→ **Instructions to follow**
Working from the listing below, pick each line containing the word "about" and copy it.
==================================================
PR #161, opened 2015-09-03
Add cam:u support and basic documentation.

Steveice10:
Adds support for almost all of cam:u, as much as I know of anyway.

Crappy basic test that writes very first camera frame to "out.bin" (time constraints):
Binaries: https://www.dropbox.com/s/n7zjso8k3934zcc/CameraTest.zip?dl=1
Source: https://gist.github.com/Steveice10/3f2ddfea716a033b1238

### DIFF
--- a/libctru/include/3ds/services/cam.h
+++ b/libctru/include/3ds/services/cam.h
@@ -1,0 +1,570 @@
+/**
+ * @file cam.h
+ * @brief CAM service for using the 3DS's front and back cameras.
+ */
+#pragma once
+#include <3ds/services/y2r.h>
+#include <3ds/types.h>
+
+/**
+ * @brief Camera connection target ports.
+ */
+typedef enum {
+	PORT_NONE = 0x0,
+	PORT_CAM1 = BIT(0),
+	PORT_CAM2 = BIT(1),
+
+	// Port combinations.
+	PORT_BOTH = PORT_CAM1 | PORT_CAM2,
+} CAMU_Port;
+
+/**
+ * @brief Camera combinations.
+ */
+typedef enum {
+	SELECT_NONE = 0x0,
+	SELECT_OUT1 = BIT(0),
+	SELECT_IN1  = BIT(1),
+	SELECT_OUT2 = BIT(2),
+
+	// Camera combinations.
+	SELECT_IN1_OUT1  = SELECT_OUT1 | SELECT_IN1,
+	SELECT_OUT1_OUT2 = SELECT_OUT1 | SELECT_OUT2,
+	SELECT_IN1_OUT2  = SELECT_IN1 | SELECT_OUT2,
+	SELECT_ALL       = SELECT_OUT1 | SELECT_IN1 | SELECT_OUT2,
+} CAMU_CameraSelect;
+
+/**
+ * @brief Camera contexts.
+ */
+typedef enum {
+	CONTEXT_NONE = 0x0,
+	CONTEXT_A    = BIT(0),
+	CONTEXT_B    = BIT(1),
+
+	// Context combinations.
+	CONTEXT_BOTH = CONTEXT_A | CONTEXT_B,
+} CAMU_Context;
+
+/**
+ * @brief Ways to flip the camera image.
+ */
+typedef enum {
+	FLIP_NONE       = 0x0,
+	FLIP_HORIZONTAL = 0x1,
+	FLIP_VERTICAL   = 0x2,
+	FLIP_REVERSE    = 0x3,
+} CAMU_Flip;
+
+/**
+ * @brief Camera image resolutions.
+ */
+typedef enum {
+	SIZE_VGA         = 0x0,
+	SIZE_QVGA        = 0x1,
+	SIZE_QQVGA       = 0x2,
+	SIZE_CIF         = 0x3,
+	SIZE_QCIF        = 0x4,
+	SIZE_DS_LCD      = 0x5,
+	SIZE_DS_LCDx4    = 0x6,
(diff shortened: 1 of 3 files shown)


libctru/source/services/cam.c
```diff
@@ -0,0 +1,737 @@
...
+
+Result CAMU_SetBrightnessSynchronization(bool brightnessSynchronization) {
+    Result ret = 0;
+    u32* cmdbuf = getThreadCommandBuffer();
+    cmdbuf[0] = 0x003E0040;
+    cmdbuf[2] = brightnessSynchronization;
+
+    if ((ret = svcSendSyncRequest(camHandle)) != 0) return ret;
+    return cmdbuf[1];
+}
```
archshift: Newline at EOF

archshift:
If you find time, could you at some point add documentation to 3dbrew about cam:u?

libctru/source/services/cam.c
Steveice10: Gotcha, I'll be making some touch-ups when I get the chance tomorrow. (e.g. Another thing I realized was that I could've just specified bit size for enum fields in structs instead of typing them as u8)

Steveice10:
Sure, I can try to do that when I get the time.

archshift:
All the structs you added which are serialized for IPC need to be packed with `#pragma pack(1)` so the compiler doesn't mistakenly insert any padding anywhere.

yuriks:
@archshift I would change the `bool`s to `u8` to be explicit, but otherwise they're all naturally aligned, so that's not necessary.

Steveice10:
Current issues should be fixed. I added the newline to the end of the file, added "#pragma pack(1)" to the structs, and changed the enum fields from u8 with enum type info in the docs to the enum type with the number of bits specified.

libctru/include/3ds/services/cam.h
```diff
@@ -0,0 +1,809 @@
...
+     * @brief Y axis translation to match the left camera image with the right.
+     */
+    float translationY;
+    /**
+     * @brief X axis rotation to match the left camera image with the right.
+     */
+    float rotationX;
+    /**
+     * @brief Y axis rotation to match the left camera image with the right.
+     */
```
Lectem: If you only give a brief description use "type member;///< description" syntax. It will be way easier to browse it

yuriks: +1

yuriks:
I would not use #pragma pack if it's not necessary (which it isn't here) because it might make the compiler generate more inefficient code, since it changes the struct as a whole to have byte-alignment.

profi200:
Also were got you all the infos from? It"s so detailed and complete that it can't be through reverse engineering or trial and error.

Steveice10:
Documentation issues should be fixed, and pragma pack removed.

The information was gathered and refined over time. It's primarily a mix of RE of functions and their usages, observed behavior, guessing and testing, similarities to Y2R, and identification based on general camera info.

libctru/include/3ds/services/cam.h
```diff
@@ -0,0 +1,648 @@
...
+    CAMU_WhiteBalance whiteBalance : 8;     ///< Camera white balance.
+    s8 sharpness;                           ///< Camera sharpness.
+    bool autoExposureOn;                    ///< Whether to automatically determine the proper exposure.
+    bool autoWhiteBalanceOn;                ///< Whether to automatically determine the white balance mode.
+    CAMU_FrameRate frameRate : 8;           ///< Camera frame rate.
+    CAMU_PhotoMode photoMode : 8;           ///< Camera photo mode.
+    CAMU_Contrast contrast : 8;             ///< Camera contrast.
+    CAMU_LensCorrection lensCorrection : 8; ///< Camera lens correction.
+    bool noiseFilterOn;                     ///< Whether to enable the camera's noise filter.
+    int : 8;                                ///< Padding.
```
Lectem: u8 would be better here

fincs: Those `bool` fields should be `u8` as well (assuming that's the space they take).

Steveice10: I can go ahead and change the padding to a u8. For the bools, which is more preferred, typing as u8 for size, or typing as bool and using the same syntax as the enum fields to preserve type meaning while ensuring size?

Lectem: Well, thing is, while I like bitfields since it can ensure type safety, the problem with those is that its up to the compiler to (re)arrange them in any order. While GCC usually does what you could expect from it when using byte aligned bitfields, and that we do use those in a few other places, I'd rather use a u8 instead of bool+bitfield.
I also think you should check those structures size and check if the members are indeed in the order you expect them to be if they are to be passed to services commands.

yuriks: @Lectem: Bitfield ordering is implementation-specified and is part of the ABI, so in practice, once you get it right once, it's never going to change.

Steveice10:
Struct types fixed to match field size, struct order and size double checked against command buffer writes.

libctru/include/3ds/services/cam.h
Lectem: Well yes, but I was thinking more of the bool than the enums, my point was to make sure those fields were in the good order and that the bool did have the good size

profi200:
Did you use that bowling game to get some infos about the cam service?

Steveice10:
That is one source I used, yes. There were a few camera functions there, but not too many.

fincs:
Could you recommit this using tabs instead of spaces for indentation?

Steveice10:
Done.

PR #162, opened 2015-09-05
GPU: Clean up float conversion functions

yuriks:
The f31 one specially was a clusterfuck. The new functions also handle overflow of the exponent correctly.


yuriks:
(Btw, these have been brute-force verified to match the old functions for all possible inputs, before the overflow fix.)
==================================================
→ **Answer for this exercise**
If you find time, could you at some point add documentation to 3dbrew about cam:u?
Did you use that bowling game to get some infos about the cam service?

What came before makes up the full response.